In the current pytorch example, all the parameters have to be pre-defined in the class init function or use existing nn.Module, like nn.Linear. However, this requires us to compute the parameters size correctly for the whole graph, which can be quite tedious and error prone when the model become complex.
Declare the parameters in the forward function seems to be a solution because the intermediate results are already known at that point, but the thing is this might make the parameters be declared every time we run the forward function.
Tensorflow solve this problem by proving a tf.get_variable function.
can we also add something like Module.get_parameter, which create a new parameter or return an existing one if it already exists in the Module.parameters?
def conv_relu(input):
# Create variable named "weights", its shape can be infered from input.
kernel_shape = (64, input.size()[0],3,3)
weights = nn.Module.get_parameter("weights", kernel_shape,
initializer='uniform')
conv = F.conv2d(input, weights)
return F.relu(conv)
You can create parameters in the forward function too.
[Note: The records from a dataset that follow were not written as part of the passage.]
PR #1448, opened 2016-02-05
Use which to find docker-machine

StefanScherer:
I started to build a [Chocolatey package for Kitematic](https://github.com/stefanScherer/choco-kitematic). But installing VirtualBox, docker-machine and then Kitematic through `choco install` doesn't work yet.

The problem is that Kitematic searches the `docker-machine` binary only with the environment variable `DOCKER_TOOLBOX_INSTALL_PATH`. After installing `docker-machine` with `choco install docker-machine` it is in the user's PATH.

So I enhanced the check to find `docker-machine` in the PATH if no such environment variable is set. The environment variable still has priority over the PATH to keep the same behaviour using the Docker Toolbox.

For Linux the `docker-machine` binary also is searched in PATH so it could be put to another place (perhaps someone compiles it from Go sources).

### DIFF
--- a/package.json
+++ b/package.json
@@ -49,7 +49,8 @@
     "request-progress": "^0.3.1",
     "rimraf": "^2.3.2",
     "underscore": "^1.8.3",
-    "validator": "^4.1.0"
+    "validator": "^4.1.0",
+    "which": "^1.2.4"
   },
   "devDependencies": {
     "babel": "^5.8.23",
--- a/src/utils/DockerMachineUtil.js
+++ b/src/utils/DockerMachineUtil.js
@@ -24,7 +24,12 @@ var DockerMachine = {
     return 'default';
   },
   installed: function () {
-    return fs.existsSync(this.command());
+    try {
+      fs.accessSync(this.command(), fs.X_OK);
+      return true;
+    } catch (ex) {
+      return false;
+    }
   },
   version: function () {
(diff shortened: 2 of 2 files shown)


FrenchBen:
Although I'm a big fan of Chocolatey, we use the Docker Toolbox to do the install on Windows and set the above variables. 
Similarly on the Mac, we use the Docker Toolbox to do the install instead of pushing for a `brew` solution. 

With that said, I do like the improvements to the code in order to locate the proper binary - I'll QA the changes and see if there is a 'breaking' condition. 

As another side note, while you're in there, can you also update the call to the `existSync`? See:
https://nodejs.org/api/fs.html#fs_fs_existssync_path

xslim:
I vote to include this PR. On Mac, I install docker via Homebrew. And it installs `docker-machine` in the Homebrew path...

FrenchBen:
@jeffdm PTAL

StefanScherer:
Any updates? In the meantime someone else has started a Chocolatey package https://chocolatey.org/packages/docker-kitematic and I showed him this PR.

FrenchBen:
@StefanScherer I'm gona go ahead and merge this as it seems to be working well  - Sorry for the delay

StefanScherer:
Thanks @FrenchBen - no problem ;-)

Issue #1041, opened 2015-09-15
Search log files in ui


aaronrobertson:
It would be convenient if you could search the log file output in the ui.

mchiang0610:
@aaronrobertson Thanks, adding this as a feature request

mikaoelitiana:
I am interested to work on this, @aaronrobertson what would be your suggestion to implement it?

aaronrobertson:
Maybe something that looks like this?
![quickmockup](http://i.imgur.com/Qk1aSSH.jpg)

ClemMakesApps:
@mikaoelitiana I might be able to look into this. Have you started work on this?

mikaoelitiana:
I have you yet. You can go ahead

Le mer. 25 mai 2016 19:03, Clement Ho <notifications@github.com> a écrit :

> @mikaoelitiana <https://github.com/mikaoelitiana> I might be able to look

Just guard them with an if to prevent reassigning at every iteration:
class MyModule(nn.Module):
def __init__(self):
# you need to register the parameter names earlier
self.register_parameter('weight', None)
def forward(self, input):
if self.weight is None:
self.weight = nn.Parameter(torch.randn(input.size()))
return self.weight @ input
In this way, model.cuda() which is usually called before forward() might not work properly. if one more if_else is added to check use_cuda, the code can be unnecessarily long.
class MyModule(nn.Module):
def __init__(self):
# you need to register the parameter names earlier
self.register_parameter('weight', None)
def reset_parameters(self, input):
self.weight = nn.Parameter(input.new(input.size()).normal_(0, 1))
def forward(self, input):
if self.weight is None:
self.reset_parameters(input)
return self.weight @ input
input.new will create a new tensor of the same type as input, and it will be placed on the same GPU as input.
Thanks for your reply, but I didn’t get why would this help? It seems to me register_parameter just register a None parameter to the parameters list. How could model.cuda() affect a None parameter?
def cuda(self, device_id=None):
"""Moves all model parameters and buffers to the GPU.
Arguments:
device_id (int, optional): if specified, all parameters will be
copied to that device
"""
self._cuda = Ture
self._device_id = device_id
return self._apply(lambda t: t.cuda(device_id))
def cpu(self, device_id=None):
"""Moves all model parameters and buffers to the CPU."""
self._cuda = False
return self._apply(lambda t: t.cpu())
def get_parameter(self, name, shape):
if not name in self._parameters.keys():
self._parameters[name] = nn.Parameter(torch.randn(shape))
var = self._parameters[name]
fn = lambda t: t.cuda(self._device_id) if self._cuda else lambda t: t.cpu()
var.data = fn(var.data)
if var.grad is not None:
var.grad.data = fn(var.grad.data)
return var
model.cuda() won’t affect it, unless it has be reassigned. However, if you call model.cuda() and then forward a CUDA input, input.new will allocate a CUDA tensor, so the types will always match. I find that solution simpler and more robust than what you proposed. Doesn’t it work for you?
I wonder how we are supposed to use registered variables in optimizers (e.g. SGD). .parameters() call does not return None parameters, so if you want to register parameter it in advance, you can create optimizer only after first forward pass?
I also have another question.If I use register_parameter to register a parameter.This parameter will update automatically when the training step is run.
If I only want to have a parameter that is just dynamic and don’t need to be updated.How can i implement it.For example:
self.title_conv = nn.Sequential(
nn.Conv1d(),
nn.ReLU(),
# the kernel_size is changed because the input's length of conv layer is Changeable.
# Therefore, kernel_size was computed in forward function.
# Then i want pass it to maxpool layer.How can I implement it?
nn.MaxPool1d(kernel_size=)
)
Here’s another way that seems to work. Like your example with register_parameter, a forward pass is required before initializing the optimizer. Do you see any clear advantages or disadvantages?
class DynamicLinear(nn.Module):
def __init__(self, output_dim):
super(DynamicLinear, self).__init__()
self.output_dim = output_dim
def forward(self, inputs):
if not hasattr(self, '_linear'):
input_dim = inputs.shape[-1]
self._linear = nn.Linear(input_dim, self.output_dim)
return self._linear(inputs)
Apologies for reviving this, I’m looking to do precisely this but it seems this no longer works. It seems from the current documentation for register_parameter() that for its second argument, " If None , the parameter is not included in the module’s state_dict.".
I think the above therefore results in the parameter not being found in the .parameters() method when an object is instantiated from this class.
Instead of using None as the second argument to register_parameter() I could use nn.Parameter(), but then then not sure how to check if a parameter is uninitialised, so that I can write the correct if statement in the forward() method to avoid resetting the parameter at each iteration.
What is the up-to-date way to do this?
(Apologies if I am mistaken and have the wrong end of the stick here).